Task requirements
The line with "PR #697, opened 2015-10-06", the line with "estolfo: Check out", and all lines between them in the material below: return these exactly, and no others.

Records to process
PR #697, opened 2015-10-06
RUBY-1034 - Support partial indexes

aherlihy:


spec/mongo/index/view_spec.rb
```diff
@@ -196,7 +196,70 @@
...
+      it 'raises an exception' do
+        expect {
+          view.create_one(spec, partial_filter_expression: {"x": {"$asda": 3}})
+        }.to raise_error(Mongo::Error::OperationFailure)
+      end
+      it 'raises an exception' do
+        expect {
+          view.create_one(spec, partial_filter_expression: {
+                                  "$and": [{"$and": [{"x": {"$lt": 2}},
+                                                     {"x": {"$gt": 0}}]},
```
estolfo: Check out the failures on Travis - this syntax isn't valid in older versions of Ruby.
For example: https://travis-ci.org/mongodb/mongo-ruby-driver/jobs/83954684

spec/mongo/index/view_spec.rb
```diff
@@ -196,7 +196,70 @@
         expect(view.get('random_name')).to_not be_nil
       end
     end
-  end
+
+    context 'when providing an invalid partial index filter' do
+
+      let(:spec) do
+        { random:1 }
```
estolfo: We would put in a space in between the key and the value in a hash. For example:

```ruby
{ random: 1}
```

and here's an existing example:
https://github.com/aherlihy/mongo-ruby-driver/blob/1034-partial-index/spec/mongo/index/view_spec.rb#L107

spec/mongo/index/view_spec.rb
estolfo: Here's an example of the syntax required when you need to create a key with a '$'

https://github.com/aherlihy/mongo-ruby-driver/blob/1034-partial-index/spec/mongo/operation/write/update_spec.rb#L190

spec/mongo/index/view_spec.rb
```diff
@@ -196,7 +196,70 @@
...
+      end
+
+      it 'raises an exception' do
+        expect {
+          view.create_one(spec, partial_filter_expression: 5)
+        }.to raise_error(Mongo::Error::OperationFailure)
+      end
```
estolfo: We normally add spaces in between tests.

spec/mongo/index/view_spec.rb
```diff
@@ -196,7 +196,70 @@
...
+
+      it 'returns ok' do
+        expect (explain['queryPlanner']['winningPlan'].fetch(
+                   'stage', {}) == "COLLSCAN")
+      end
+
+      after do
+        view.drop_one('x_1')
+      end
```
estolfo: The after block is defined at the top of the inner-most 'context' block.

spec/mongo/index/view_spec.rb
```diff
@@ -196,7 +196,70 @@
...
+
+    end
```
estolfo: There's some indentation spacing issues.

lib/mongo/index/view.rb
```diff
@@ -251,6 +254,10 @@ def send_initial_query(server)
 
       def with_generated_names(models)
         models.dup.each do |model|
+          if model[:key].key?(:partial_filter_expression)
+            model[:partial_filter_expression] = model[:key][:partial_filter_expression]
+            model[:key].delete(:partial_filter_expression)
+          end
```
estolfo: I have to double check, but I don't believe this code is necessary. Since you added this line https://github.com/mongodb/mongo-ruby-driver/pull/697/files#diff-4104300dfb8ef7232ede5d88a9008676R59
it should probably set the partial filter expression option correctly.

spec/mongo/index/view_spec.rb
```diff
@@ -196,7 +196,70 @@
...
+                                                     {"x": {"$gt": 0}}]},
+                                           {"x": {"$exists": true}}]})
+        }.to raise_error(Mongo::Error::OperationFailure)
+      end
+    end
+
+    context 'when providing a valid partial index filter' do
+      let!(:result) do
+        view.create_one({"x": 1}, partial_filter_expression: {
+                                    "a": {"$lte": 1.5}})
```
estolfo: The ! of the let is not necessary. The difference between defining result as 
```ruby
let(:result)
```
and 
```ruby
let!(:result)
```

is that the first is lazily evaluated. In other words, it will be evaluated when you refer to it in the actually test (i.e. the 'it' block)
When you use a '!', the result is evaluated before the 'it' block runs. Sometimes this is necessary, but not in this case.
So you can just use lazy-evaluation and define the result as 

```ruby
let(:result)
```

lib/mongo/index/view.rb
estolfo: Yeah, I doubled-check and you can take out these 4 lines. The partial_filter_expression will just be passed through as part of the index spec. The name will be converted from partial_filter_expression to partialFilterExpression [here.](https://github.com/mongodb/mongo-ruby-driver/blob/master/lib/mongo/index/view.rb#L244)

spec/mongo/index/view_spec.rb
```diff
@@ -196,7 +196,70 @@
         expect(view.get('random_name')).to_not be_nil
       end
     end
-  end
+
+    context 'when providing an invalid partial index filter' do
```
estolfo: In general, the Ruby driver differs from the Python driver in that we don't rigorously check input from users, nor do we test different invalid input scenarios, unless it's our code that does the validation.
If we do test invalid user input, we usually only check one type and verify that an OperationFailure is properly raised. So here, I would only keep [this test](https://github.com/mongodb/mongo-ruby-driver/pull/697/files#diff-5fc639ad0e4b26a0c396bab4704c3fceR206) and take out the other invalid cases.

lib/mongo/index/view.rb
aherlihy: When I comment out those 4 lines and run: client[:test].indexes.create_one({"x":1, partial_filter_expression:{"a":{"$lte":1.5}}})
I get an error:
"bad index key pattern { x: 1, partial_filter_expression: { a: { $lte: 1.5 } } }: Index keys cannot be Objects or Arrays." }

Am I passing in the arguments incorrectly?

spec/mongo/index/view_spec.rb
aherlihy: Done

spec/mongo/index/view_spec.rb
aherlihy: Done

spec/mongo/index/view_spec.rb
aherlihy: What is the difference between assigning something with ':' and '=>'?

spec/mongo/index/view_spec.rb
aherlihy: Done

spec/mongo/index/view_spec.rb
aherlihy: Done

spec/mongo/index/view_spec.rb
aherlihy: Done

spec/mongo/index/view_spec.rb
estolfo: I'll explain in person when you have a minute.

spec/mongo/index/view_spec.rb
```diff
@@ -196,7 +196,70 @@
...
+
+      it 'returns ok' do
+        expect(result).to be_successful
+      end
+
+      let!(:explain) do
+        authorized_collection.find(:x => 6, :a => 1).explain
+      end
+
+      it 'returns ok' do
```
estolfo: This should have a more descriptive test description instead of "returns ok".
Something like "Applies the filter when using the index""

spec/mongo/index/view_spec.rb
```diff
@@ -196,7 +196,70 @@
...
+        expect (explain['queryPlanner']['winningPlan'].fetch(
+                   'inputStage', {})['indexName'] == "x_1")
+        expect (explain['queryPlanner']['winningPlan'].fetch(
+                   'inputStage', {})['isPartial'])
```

...

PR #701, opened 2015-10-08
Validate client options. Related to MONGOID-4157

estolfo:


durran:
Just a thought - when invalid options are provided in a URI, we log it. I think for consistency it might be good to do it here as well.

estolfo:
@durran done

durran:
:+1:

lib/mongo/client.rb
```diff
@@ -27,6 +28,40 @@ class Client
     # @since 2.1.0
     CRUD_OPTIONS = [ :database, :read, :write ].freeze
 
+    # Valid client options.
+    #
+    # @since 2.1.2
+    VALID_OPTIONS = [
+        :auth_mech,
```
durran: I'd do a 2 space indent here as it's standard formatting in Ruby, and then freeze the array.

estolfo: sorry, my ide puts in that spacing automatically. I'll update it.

Answer for the task
PR #697, opened 2015-10-06
RUBY-1034 - Support partial indexes

aherlihy:


spec/mongo/index/view_spec.rb
```diff
@@ -196,7 +196,70 @@
...
+      it 'raises an exception' do
+        expect {
+          view.create_one(spec, partial_filter_expression: {"x": {"$asda": 3}})
+        }.to raise_error(Mongo::Error::OperationFailure)
+      end
+      it 'raises an exception' do
+        expect {
+          view.create_one(spec, partial_filter_expression: {
+                                  "$and": [{"$and": [{"x": {"$lt": 2}},
+                                                     {"x": {"$gt": 0}}]},
```
estolfo: Check out the failures on Travis - this syntax isn't valid in older versions of Ruby.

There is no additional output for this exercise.